Problem » Each line of the data below that holds the word "telemetry" is to be reported in full.

Dataset content »
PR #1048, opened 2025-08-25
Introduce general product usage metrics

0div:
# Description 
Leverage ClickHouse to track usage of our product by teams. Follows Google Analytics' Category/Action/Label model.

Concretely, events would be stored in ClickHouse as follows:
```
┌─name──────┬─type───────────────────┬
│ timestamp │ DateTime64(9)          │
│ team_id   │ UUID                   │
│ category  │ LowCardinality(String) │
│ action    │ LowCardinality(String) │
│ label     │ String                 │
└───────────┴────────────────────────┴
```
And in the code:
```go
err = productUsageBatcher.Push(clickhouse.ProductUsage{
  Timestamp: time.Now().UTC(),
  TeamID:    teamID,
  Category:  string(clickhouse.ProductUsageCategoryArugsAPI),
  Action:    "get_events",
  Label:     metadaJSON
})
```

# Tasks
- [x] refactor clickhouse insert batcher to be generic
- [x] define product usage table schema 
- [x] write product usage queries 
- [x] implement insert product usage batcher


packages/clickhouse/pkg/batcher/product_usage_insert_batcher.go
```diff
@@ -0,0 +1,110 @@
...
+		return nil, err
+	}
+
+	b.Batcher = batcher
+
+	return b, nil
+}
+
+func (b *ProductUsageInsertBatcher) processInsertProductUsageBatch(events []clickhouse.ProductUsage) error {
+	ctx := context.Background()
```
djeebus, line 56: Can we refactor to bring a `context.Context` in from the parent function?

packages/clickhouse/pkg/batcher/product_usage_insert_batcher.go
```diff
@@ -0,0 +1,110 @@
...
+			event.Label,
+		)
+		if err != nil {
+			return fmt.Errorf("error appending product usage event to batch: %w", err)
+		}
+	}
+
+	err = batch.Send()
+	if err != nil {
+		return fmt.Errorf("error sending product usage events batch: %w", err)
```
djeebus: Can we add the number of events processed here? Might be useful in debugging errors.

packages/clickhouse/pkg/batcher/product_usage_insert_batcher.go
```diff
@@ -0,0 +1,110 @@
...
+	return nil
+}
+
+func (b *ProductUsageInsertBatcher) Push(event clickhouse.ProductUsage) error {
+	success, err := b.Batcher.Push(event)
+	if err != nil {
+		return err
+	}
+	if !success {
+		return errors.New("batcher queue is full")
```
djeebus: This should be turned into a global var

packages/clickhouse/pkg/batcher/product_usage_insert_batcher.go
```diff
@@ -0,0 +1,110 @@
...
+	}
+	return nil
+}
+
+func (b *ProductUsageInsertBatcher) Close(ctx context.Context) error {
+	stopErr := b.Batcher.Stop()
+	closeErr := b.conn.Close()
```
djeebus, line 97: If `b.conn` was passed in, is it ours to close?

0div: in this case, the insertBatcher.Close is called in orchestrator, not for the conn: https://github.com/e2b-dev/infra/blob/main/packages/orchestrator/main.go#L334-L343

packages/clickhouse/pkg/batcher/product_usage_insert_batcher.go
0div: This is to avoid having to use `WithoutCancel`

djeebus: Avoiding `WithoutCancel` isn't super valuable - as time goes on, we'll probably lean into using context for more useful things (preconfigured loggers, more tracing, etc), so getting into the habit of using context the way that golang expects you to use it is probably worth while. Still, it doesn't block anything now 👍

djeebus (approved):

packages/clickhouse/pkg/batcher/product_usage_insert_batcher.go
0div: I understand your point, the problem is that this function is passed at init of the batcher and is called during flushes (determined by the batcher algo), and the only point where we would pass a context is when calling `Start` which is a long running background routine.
--
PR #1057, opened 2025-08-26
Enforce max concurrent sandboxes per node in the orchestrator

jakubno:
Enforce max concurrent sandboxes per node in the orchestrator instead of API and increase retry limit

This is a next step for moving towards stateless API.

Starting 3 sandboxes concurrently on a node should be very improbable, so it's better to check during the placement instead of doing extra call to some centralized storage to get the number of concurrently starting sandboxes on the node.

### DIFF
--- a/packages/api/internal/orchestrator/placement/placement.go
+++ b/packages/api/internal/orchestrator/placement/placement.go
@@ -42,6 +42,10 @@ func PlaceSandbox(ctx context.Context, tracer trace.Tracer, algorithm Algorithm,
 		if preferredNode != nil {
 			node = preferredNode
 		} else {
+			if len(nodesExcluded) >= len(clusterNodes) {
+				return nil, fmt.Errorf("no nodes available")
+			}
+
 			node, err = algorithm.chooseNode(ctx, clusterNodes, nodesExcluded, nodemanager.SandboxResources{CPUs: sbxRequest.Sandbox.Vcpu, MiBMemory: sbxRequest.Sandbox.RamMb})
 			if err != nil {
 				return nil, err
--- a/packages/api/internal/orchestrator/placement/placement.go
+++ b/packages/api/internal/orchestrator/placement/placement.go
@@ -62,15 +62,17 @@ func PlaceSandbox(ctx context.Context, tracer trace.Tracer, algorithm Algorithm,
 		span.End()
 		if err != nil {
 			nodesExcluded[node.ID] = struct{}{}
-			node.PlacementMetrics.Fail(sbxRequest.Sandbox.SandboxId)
...
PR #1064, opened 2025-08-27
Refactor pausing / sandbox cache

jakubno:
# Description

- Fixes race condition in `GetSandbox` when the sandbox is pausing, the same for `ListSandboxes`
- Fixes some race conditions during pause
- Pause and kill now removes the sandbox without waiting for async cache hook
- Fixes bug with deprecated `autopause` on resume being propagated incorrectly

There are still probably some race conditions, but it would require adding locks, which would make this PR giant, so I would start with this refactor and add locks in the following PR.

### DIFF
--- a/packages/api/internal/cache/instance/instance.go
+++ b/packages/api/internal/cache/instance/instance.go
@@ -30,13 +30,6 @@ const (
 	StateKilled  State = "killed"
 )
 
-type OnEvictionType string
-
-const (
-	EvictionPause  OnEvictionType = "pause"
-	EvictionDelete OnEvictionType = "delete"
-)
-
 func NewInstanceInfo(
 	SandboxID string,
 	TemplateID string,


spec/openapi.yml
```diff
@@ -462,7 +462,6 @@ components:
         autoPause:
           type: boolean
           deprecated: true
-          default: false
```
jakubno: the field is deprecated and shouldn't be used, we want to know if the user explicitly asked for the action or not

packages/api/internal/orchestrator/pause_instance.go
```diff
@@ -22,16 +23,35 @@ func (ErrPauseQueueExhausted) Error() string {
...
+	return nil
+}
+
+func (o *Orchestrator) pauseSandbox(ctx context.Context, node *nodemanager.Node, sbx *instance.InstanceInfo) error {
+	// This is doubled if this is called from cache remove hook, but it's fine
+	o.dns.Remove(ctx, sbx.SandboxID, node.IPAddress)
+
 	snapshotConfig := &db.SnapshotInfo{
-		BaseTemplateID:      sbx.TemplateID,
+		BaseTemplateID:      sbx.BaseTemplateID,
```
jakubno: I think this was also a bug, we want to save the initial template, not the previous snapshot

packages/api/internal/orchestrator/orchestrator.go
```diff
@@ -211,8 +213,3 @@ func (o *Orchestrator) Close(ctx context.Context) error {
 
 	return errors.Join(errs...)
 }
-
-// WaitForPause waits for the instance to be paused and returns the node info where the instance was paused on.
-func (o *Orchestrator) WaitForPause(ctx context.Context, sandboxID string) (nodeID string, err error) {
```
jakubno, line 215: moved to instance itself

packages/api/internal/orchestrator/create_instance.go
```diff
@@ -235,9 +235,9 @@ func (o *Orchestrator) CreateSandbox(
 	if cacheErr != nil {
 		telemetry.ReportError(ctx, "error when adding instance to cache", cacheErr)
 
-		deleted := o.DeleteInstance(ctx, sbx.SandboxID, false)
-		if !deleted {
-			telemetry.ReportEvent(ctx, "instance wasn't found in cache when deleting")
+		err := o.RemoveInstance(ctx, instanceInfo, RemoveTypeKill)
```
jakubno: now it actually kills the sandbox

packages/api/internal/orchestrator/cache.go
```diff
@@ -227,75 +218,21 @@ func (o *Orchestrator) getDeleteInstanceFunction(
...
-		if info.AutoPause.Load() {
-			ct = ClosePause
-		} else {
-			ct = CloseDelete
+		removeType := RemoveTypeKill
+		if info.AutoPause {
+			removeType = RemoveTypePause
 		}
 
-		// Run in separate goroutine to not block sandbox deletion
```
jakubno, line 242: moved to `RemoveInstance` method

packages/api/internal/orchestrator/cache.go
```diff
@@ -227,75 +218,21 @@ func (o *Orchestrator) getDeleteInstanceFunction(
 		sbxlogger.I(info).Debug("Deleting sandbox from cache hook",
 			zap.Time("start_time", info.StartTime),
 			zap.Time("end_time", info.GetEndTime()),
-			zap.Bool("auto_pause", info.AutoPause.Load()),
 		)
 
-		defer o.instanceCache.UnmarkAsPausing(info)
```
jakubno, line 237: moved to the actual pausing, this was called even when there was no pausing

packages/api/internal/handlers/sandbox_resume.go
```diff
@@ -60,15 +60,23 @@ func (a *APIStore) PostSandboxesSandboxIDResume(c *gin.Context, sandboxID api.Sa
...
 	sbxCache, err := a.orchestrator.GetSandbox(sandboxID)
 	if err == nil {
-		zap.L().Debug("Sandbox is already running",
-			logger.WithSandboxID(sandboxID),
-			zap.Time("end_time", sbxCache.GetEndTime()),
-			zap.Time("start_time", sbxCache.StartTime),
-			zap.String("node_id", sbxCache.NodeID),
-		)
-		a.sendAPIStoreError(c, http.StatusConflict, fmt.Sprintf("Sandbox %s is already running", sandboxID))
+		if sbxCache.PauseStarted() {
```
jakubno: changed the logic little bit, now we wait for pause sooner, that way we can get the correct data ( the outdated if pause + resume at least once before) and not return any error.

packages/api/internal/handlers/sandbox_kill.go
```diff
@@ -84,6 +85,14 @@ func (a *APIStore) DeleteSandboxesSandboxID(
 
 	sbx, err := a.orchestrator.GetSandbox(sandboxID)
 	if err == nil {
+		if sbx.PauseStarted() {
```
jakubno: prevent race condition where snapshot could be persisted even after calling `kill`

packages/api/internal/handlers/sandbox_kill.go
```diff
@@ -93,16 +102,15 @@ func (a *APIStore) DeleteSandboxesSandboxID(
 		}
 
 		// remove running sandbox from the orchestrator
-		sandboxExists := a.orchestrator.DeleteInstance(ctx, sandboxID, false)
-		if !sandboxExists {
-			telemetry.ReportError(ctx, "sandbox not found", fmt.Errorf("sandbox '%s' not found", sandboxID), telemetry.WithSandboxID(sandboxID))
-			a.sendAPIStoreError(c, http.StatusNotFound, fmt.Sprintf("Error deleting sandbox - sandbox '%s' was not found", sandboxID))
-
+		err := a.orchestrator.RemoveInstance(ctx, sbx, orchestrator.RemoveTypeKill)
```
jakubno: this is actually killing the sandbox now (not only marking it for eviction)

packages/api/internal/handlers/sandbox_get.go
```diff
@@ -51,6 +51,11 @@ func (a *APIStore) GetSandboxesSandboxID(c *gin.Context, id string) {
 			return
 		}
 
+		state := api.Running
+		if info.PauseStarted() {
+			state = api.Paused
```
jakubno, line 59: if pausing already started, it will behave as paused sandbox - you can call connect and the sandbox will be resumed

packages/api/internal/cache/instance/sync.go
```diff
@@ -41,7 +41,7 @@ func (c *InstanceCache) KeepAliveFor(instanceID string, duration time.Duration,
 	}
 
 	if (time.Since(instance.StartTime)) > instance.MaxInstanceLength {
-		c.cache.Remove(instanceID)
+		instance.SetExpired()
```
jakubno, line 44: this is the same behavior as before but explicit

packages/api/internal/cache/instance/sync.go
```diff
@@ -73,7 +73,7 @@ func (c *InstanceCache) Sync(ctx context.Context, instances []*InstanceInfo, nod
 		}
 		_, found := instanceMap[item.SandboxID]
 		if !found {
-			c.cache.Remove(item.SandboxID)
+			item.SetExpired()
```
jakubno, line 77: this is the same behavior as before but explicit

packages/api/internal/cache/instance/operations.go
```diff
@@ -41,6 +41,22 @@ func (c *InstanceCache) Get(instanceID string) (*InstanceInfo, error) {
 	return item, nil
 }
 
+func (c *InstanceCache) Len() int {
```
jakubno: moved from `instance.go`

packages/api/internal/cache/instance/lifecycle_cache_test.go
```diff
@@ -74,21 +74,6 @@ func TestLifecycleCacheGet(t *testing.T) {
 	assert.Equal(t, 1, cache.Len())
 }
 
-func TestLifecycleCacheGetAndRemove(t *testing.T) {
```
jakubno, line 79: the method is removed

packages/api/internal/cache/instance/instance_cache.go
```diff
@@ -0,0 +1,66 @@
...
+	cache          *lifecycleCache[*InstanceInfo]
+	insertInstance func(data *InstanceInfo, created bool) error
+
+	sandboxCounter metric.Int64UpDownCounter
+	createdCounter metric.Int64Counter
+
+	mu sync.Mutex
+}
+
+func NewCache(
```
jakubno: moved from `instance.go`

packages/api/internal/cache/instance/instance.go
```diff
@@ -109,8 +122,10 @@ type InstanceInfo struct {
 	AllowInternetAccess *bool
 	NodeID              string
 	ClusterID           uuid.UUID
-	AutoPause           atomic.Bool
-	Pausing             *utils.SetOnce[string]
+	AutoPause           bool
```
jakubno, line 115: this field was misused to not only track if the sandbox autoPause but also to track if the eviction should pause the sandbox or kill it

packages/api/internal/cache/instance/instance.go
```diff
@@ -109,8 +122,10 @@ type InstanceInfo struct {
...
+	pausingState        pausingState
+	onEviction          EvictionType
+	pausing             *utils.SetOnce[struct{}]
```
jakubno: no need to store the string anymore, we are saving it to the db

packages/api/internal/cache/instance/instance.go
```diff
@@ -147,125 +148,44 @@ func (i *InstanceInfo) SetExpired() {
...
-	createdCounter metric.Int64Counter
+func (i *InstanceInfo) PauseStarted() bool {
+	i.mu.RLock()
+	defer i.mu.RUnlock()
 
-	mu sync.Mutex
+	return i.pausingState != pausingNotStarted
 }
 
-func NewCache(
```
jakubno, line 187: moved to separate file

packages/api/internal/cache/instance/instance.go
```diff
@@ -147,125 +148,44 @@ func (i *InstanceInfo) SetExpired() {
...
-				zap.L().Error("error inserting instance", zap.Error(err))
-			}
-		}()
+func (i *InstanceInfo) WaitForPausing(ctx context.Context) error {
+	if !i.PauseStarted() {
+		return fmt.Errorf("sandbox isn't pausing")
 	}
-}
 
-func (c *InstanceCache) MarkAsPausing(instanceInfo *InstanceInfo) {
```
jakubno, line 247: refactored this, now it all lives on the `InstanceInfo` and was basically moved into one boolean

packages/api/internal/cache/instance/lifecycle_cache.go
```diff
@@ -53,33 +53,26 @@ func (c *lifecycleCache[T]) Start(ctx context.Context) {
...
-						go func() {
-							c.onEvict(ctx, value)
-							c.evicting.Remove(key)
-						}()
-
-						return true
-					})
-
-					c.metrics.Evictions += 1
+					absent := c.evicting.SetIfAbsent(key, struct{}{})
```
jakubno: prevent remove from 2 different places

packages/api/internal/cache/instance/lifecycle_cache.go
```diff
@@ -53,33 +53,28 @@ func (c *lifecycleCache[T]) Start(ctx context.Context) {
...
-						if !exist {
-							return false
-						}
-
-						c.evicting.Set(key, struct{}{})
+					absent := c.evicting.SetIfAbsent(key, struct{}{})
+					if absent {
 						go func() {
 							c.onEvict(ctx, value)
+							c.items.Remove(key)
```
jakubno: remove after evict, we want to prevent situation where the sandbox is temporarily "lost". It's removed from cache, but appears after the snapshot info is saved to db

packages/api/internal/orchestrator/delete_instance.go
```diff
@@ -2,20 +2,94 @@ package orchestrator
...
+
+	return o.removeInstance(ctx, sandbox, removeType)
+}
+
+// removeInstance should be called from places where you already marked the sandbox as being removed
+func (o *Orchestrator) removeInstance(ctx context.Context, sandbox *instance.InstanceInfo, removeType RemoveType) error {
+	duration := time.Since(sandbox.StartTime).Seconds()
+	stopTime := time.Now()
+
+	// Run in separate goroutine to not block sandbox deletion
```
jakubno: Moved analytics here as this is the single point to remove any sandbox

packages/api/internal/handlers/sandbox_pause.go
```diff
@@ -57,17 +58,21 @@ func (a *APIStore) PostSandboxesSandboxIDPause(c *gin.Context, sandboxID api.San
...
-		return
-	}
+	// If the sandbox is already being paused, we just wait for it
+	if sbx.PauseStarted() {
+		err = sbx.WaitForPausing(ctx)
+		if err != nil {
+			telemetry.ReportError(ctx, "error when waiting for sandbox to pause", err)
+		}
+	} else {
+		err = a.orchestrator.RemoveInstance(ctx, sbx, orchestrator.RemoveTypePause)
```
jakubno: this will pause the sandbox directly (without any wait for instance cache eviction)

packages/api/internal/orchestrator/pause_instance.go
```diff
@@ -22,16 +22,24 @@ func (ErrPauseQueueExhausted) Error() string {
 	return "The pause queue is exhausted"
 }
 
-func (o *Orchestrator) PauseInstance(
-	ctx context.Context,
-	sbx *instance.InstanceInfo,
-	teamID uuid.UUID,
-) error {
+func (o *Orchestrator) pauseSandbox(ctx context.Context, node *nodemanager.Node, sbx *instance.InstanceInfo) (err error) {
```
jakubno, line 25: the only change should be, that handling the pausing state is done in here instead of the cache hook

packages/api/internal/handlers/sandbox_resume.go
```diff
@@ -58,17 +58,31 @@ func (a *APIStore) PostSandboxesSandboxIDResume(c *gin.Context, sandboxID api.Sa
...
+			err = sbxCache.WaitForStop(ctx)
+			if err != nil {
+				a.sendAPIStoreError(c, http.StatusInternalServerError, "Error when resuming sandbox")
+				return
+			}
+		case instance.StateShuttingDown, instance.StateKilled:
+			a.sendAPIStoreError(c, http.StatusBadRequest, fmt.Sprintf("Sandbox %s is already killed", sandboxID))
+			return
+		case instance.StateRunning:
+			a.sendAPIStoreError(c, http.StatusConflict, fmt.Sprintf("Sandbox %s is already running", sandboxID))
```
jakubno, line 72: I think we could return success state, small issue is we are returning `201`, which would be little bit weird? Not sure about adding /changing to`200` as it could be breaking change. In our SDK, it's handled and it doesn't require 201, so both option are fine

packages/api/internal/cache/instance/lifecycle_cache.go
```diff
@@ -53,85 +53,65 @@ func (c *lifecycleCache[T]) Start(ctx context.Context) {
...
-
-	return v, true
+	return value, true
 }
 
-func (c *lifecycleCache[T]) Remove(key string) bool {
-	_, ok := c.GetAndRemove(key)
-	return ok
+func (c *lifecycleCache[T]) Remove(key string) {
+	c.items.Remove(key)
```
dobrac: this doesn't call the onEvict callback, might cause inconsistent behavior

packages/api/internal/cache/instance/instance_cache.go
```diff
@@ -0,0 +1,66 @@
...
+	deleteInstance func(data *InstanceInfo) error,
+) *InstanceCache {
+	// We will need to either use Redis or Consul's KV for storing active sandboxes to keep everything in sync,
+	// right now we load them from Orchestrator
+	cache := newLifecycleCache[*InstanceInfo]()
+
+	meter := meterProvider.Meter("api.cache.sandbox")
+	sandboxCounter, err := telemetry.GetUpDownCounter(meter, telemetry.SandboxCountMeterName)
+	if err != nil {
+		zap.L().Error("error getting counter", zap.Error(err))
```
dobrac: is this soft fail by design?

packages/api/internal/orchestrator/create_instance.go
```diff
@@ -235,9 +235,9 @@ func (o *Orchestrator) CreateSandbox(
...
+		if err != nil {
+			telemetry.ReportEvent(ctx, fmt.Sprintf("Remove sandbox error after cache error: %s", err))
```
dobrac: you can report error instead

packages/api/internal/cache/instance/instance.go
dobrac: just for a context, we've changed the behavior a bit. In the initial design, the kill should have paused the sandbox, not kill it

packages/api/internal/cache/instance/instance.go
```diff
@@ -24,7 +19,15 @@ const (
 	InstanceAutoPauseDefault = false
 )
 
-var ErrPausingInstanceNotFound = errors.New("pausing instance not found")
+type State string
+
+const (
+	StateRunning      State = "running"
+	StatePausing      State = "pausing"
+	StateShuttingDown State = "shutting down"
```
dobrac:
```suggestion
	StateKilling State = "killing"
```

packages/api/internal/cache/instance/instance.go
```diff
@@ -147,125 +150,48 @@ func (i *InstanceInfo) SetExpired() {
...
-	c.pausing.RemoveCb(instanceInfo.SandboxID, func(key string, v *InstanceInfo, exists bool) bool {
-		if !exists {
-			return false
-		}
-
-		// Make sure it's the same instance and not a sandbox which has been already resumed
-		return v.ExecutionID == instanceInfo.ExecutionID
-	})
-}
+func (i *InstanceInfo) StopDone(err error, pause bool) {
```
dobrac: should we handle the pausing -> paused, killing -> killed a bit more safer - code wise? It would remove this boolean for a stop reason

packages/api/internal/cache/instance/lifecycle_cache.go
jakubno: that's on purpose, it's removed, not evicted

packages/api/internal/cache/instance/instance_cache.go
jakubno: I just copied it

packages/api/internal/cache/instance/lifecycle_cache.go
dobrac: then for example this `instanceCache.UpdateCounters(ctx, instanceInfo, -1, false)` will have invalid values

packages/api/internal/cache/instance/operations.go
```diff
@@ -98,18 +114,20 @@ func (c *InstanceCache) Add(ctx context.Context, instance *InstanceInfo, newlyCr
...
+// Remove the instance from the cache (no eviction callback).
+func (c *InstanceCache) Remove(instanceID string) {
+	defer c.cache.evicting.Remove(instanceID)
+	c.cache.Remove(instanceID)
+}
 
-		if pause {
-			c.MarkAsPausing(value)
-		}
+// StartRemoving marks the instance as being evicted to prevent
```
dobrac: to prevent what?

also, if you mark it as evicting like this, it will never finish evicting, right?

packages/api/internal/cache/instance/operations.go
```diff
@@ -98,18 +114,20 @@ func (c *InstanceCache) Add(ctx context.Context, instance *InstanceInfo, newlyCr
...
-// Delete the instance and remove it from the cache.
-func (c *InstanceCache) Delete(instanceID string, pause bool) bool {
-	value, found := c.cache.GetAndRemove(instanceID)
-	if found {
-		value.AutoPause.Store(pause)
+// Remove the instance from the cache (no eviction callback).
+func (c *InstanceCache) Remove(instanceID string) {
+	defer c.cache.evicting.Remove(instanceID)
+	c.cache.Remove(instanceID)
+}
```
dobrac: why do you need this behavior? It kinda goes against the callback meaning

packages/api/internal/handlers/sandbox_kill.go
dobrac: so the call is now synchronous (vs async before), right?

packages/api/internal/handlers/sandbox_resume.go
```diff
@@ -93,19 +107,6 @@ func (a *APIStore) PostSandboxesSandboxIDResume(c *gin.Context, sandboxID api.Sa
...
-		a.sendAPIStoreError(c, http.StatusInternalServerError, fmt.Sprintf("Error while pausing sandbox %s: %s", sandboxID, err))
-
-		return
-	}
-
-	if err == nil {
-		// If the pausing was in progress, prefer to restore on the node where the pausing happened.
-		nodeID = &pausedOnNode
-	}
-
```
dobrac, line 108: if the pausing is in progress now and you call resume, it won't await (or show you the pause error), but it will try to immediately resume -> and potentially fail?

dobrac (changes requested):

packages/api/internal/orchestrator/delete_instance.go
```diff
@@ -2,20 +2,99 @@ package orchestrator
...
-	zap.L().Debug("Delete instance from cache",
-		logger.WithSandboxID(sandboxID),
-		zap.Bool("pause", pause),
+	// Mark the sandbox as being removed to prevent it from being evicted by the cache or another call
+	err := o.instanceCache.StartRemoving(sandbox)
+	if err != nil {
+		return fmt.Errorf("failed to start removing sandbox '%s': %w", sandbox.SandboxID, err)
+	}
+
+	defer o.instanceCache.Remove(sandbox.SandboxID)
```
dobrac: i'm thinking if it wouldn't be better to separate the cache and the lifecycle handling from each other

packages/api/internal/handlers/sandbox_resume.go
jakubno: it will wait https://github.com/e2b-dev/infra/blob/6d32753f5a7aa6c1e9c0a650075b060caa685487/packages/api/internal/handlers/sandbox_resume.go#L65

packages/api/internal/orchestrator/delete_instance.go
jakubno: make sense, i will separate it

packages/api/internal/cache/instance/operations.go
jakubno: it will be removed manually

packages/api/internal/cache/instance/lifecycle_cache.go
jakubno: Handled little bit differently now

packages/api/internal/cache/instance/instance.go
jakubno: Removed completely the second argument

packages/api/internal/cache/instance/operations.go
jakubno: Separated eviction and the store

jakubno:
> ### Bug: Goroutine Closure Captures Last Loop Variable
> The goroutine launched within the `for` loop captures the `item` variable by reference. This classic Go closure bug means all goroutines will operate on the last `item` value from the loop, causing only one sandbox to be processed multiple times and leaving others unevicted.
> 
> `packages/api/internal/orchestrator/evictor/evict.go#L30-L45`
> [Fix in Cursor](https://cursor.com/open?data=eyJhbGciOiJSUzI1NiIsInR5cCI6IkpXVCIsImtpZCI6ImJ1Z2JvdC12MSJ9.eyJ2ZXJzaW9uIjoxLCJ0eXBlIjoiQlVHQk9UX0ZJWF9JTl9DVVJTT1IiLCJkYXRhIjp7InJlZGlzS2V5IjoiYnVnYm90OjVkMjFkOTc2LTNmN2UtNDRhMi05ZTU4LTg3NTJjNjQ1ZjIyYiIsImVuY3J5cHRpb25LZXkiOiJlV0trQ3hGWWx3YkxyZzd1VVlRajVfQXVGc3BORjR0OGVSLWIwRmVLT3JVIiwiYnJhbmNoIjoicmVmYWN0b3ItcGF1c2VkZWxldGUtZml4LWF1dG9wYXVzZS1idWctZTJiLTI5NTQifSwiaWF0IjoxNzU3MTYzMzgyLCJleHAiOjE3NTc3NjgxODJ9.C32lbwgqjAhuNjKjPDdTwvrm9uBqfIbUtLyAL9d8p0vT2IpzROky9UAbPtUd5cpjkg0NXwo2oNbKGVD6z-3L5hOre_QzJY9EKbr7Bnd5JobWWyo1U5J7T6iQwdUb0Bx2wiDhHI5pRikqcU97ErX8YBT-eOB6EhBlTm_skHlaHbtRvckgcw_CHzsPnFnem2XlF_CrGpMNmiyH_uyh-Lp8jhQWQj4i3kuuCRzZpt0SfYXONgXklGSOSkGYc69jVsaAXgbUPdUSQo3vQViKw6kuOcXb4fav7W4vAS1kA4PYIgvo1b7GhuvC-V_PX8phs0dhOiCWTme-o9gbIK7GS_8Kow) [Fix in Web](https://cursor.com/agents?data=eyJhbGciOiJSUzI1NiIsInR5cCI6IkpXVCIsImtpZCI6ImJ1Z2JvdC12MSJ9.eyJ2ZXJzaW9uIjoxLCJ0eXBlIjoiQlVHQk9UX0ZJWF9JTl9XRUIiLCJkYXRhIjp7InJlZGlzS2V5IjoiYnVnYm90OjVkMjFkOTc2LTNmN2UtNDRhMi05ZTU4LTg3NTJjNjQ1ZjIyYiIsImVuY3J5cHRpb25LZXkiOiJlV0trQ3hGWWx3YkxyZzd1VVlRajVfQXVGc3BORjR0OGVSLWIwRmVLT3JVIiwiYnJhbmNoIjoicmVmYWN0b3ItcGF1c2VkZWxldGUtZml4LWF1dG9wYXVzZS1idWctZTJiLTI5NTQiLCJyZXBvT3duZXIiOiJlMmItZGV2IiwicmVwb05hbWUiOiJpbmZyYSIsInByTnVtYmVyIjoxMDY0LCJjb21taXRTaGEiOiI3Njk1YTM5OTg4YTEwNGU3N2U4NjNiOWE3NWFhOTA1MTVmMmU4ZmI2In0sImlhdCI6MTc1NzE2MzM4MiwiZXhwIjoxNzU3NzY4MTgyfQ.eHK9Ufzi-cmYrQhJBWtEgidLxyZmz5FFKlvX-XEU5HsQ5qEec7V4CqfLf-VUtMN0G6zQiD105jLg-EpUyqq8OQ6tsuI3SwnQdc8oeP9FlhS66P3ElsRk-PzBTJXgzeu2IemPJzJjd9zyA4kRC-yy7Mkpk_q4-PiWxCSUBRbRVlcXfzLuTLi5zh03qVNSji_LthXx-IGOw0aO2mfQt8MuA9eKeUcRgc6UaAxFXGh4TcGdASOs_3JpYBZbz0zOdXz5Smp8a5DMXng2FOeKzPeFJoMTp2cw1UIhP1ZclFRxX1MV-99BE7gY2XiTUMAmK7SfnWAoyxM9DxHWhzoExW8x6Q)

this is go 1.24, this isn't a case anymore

Output »
 		telemetry.ReportError(ctx, "error when adding instance to cache", cacheErr)
-			telemetry.ReportEvent(ctx, "instance wasn't found in cache when deleting")
-			telemetry.ReportError(ctx, "sandbox not found", fmt.Errorf("sandbox '%s' not found", sandboxID), telemetry.WithSandboxID(sandboxID))
+			telemetry.ReportError(ctx, "error when waiting for sandbox to pause", err)
+	sandboxCounter, err := telemetry.GetUpDownCounter(meter, telemetry.SandboxCountMeterName)
+			telemetry.ReportEvent(ctx, fmt.Sprintf("Remove sandbox error after cache error: %s", err))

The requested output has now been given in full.